# Räucherofen selbst bauen



## fischerheld (12. März 2006)

Hi Leute,
Ich habe ein großes Problem, denn ich habe schon viele Fische gefangen aber langsam habe ich mal bock auf eine neue zubereitungsart!#d 
Und da kam mir Räuchern in den Sinn.|supergri 
Aber ein gescheiter Räucherofen ist verdammt teuer, daher würde ich meinen gerne selbst bauen!
Leider habe ich keine Ahnung wie das geht#c 
Und im Netz finde ich auch nichts!|kopfkrat 

Daher hoffe ich ihr könnt mir mal wieder weiterhelfen.

Gruß Fischerheld


----------



## esox_105 (12. März 2006)

*AW: Räucherofen selbst bauen*

http://people.freenet.de/ernst-spangenberger/raeuchern.htm#blech


----------



## Lauben-Lothar (12. März 2006)

*AW: Räucherofen selbst bauen*

Schau doch mal hier:
http://www.anglerboard.de/board/forumdisplay.php?f=32

(und dann Suchfunktion)

Da gibt es die tollsten Öfen


----------



## DonCamile (12. März 2006)

*AW: Räucherofen selbst bauen*

Schau mal hier so teuer sind die ja nicht oder ?

http://www.renates-angelshop.de/


----------



## Vibra - Zocker (19. März 2006)

*AW: Räucherofen selbst bauen*

Selbst ist der mann. nimm eine 200l stahltonne, darauf ein großes holzbehältnis. ( kleiderschrank, bundeswehrspind, musikbox, holzkiste...) feuerklappe in die tonne flexen, klappen und rauchabzug in den holzkasten sägen. stangen und haken aus va bauen. viel damit üben und in der suchfunktion zum thema schauen. auf anhieb bekommst du es nicht gut hin, aber mit der zeit wirds immer besser.. das räuchern 
gruß robert#h


----------



## hechtuli (19. März 2006)

*AW: Räucherofen selbst bauen*

Hi Vibra - Zocker,
benötigt man eigentlich ein blech welches das abtropfende Fett des Fisches auffängt?
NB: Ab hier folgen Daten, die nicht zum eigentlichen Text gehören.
PR #882, opened 2026-07-08
fix: improve colorblind mode contrast and highlight visibility

### LINKED ISSUE #538: Colorblindness settings are awful, and I had trouble seeing the highlights
**Describe the bug**
Colorblindness settings are awful, and I had trouble seeing the highlights. Dark Green and Light Green look very close, and the colorblindness mode is all very close shades of light blue... 

**To Reproduce**

1. Go to 'settings'
2. Click on 'apperence'
3. Scroll down to 'colorblindess mode'
4. Witness the horror.

**Expected behavior**
Higher contrast, legit the 3.0 / site default colors are far better and have more contrast. Maybe use Light Blue, you can keep Dark green as place for Green, Amber is fine, Red might need a change for people with that issue. 

I have very mild R/G colorblindness at most, but still this makes it a pain to use.

**Screenshots**

- OS: Windows 10 long Term Support. 
- Version 1.35.3

**Additional context**
fatcat said I can report this as a Bug.

Kannamoris:
Fixes #538

## Problem

The colorblind mode palette (shared by all 14 chat themes) contained several pairs that are indistinguishable under red/green color vision deficiency: simulating protanopia/deuteranopia (Machado 2009 matrices) gives a CIELAB deltaE of 9 for shemale vs herm, 13 for transgender vs cunt-boy, and 16-20 for male vs male-herm (below ~20 is hard to tell apart as text color). On the four light themes the palette was also nearly unreadable (female had 1.1:1 contrast against the background). Message highlights derive from each theme's green `$success` and were not touched by colorblind mode at all, which is exactly the hue R/G-colorblind users struggle with.

## Changes

All inside the `.colorblindMode` scope in `scss/themes/_colorblind.scss`; normal mode is untouched.

- Replace the single `$genders` palette with two Okabe-Ito-derived, CVD-tuned palettes, selected per theme via `color.lightness($body-bg)`:
  - Dark themes: every pair keeps deltaE >= 17 under normal, protanopia and deuteranopia vision, with >= 4.0:1 contrast against the background. Male stays a light blue and cunt-boy stays green, as suggested in the issue.
  - Light themes (light, snowed-in, peached, no-exceptions): deltaE >= 15 and >= 3.9:1 contrast for every color.
- Restyle message highlights in colorblind mode with a blue background tint and an amber left border (classic and modern layouts), plus a blue last-read divider, so the highlight cue no longer relies on the red-green axis.
- Fix a pre-existing typo (`#{gender}` missing the `$`) that emitted a broken `.gender-icon-gender` selector for message events.

### DIFF
--- a/scss/themes/_colorblind.scss
+++ b/scss/themes/_colorblind.scss
@@ -20,15 +20,36 @@ $scoreStandoutWeakMismatchBorderColor: #888;
 $scoreStandoutWeakMismatchBgColor: rgba(170, 170, 170, 0);
 $scoreStandoutMismatchBorderColor: #ab0000;
 
-$genders: (
-  'shemale': #e2445f,
-  'herm': #d40759,
-  'none': $gray-500,
-  'female': #66ff74,
-  'male': #6699ff,
-  'male-herm': #007fff,
-  'transgender': #ee8822,
-  'cunt-boy': #63ee22
+// Palettes tuned for red/green colour vision deficiency: under protanopia and
+// deuteranopia only the blue-yellow axis and lightness survive, so hues drift
+// from the normal-mode palette to keep every pair distinguishable. Validated
+// with a Machado (2009) CVD simulation; any edit must keep a pairwise CIELAB
+// deltaE of at least 17 (dark) / 13 (light) under normal, protan and deutan
+// vision, and stay readable against the theme background.
+$cvd-light-theme: color.lightness($body-bg) > 50%;
+
+$genders: if(
+  $cvd-light-theme,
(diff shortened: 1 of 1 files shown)


Kannamoris:
light
default

FatCatClient:
I think realistically a _proper_ colorblind mode would just enable the gender icons, since I think that the best color blind accessibility is to simply not relay info based on colour at all. But also, I can't be assed to do that and will probably just move the setting for that into a global accessibility setting at some later point in time. 

Looks good to me.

Einige behaupten mann braucht eines die anderen wiedersprechen diese aussage? Ich habe nämlich im Herbst selber einen Räucherofen gebaut, aber bin nicht mehr dazu gekommen ihn zu probieren.

Gruß hechtuli


----------



## bodenseepeter (19. März 2006)

*AW: Räucherofen selbst bauen*

Zu der Frage nach dem Blech:
Das Problem ist, dass das auslaufende Fischfett/saft auch auf dem Blech verbrennen und dadurch rußen kann. Das vermiest Optik und Geschmack. In dem Ofen, den ich benutzen darf (Eigenbau eines begnadeten Schlossers) haben wir das Problem wie folgt gelöst.
Beim ersten Räuchern trat eben die Problematik auf, dass das Fett auf das Blech tropfte und dort verbrannte. Da wir schnelle Abhilfe brauchten, war keine Zeit, lange einen Plan zu entwickeln|kopfkrat. Also behalfen wir uns damit, Holzscheite auf das Blech zu legen. Das Fett wurde so vom Blech fern gehalten. Dieses Provisorium funktioniert nun schon seit zwei Jahren, es empfiehlt sich aber, die Holzscheite zu wechseln, da diese einen echt abartigen Gestank verbreiten.:v


----------



## leopard_afrika (19. März 2006)

*AW: Räucherofen selbst bauen*

Sand aufs Blech hilft vielleicht auch und stinkt nicht so.


----------



## Vibra - Zocker (19. März 2006)

*AW: Räucherofen selbst bauen*

Ich und ein freund haben je einen großen, selbstgebauten ofen. seiner ist noch von opa..|rolleyes  der saft der fische tropft bei beiden öfen ungehemmt ins offene feuer. unsere fische sind, laut etlicher " mitesser", ein wahrer gaumensex und nicht wirklich verbesserungsfähig:m ..
der ofen meines freundes hat schon eine dicke, schwarze, fettige und wohlriechende schicht im inneren, vom jahrzehnelangen gebrauch. ich arbeite mit meinem ofen noch daran:q 
wir haben schon diverse fischsorten geräuchert: forelle, karpfen, dorsch, makrele, wittling, heilbutt, aal, saibling, leng ( nicht gut..), plattfisch, lachs, hecht etc..
mein ofen hat noch einen nebenofen, in dem ich rauch zum kalträuchern erzeuge und in den großen "einleite"..
fettwanne,- nein danke|uhoh: 
gruß robert#h


----------



## fiskes (20. März 2006)

*AW: Räucherofen selbst bauen*

Also bei mir tropft das Fett auch in die Glut. Ich kann aber nichts nachteiliges feststellen, die Fische sind immer super, ich gehe aber auch zu Anfang für ca. 5 min. immer auf eine Temperatur von 100° C.
MfG fiskes


----------



## hechtuli (20. März 2006)

*AW: Räucherofen selbst bauen*

Danke für eure Antworten. 
Dann werde ich es auch mal ohne Blech probieren.


----------



## DanyS73 (26. März 2006)

*AW: Räucherofen selbst bauen*

habe die Tage einen Tischräucherofen für knappe 30,-Euros gesehen da passen bis zu 8 Forellen rein. War echt klasse das große ding!
Kann mich nur nicht daran erinnern von wo der war!


----------



## Zanderfänger (28. März 2006)

*AW: Räucherofen selbst bauen*

Mit Bierfässern 

http://www.freizeitrunde.de/freizeit/grillrauch.htm


----------



## silbi (28. März 2006)

*Räucherofen*

das ist meiner,
auch selbst gebaut


----------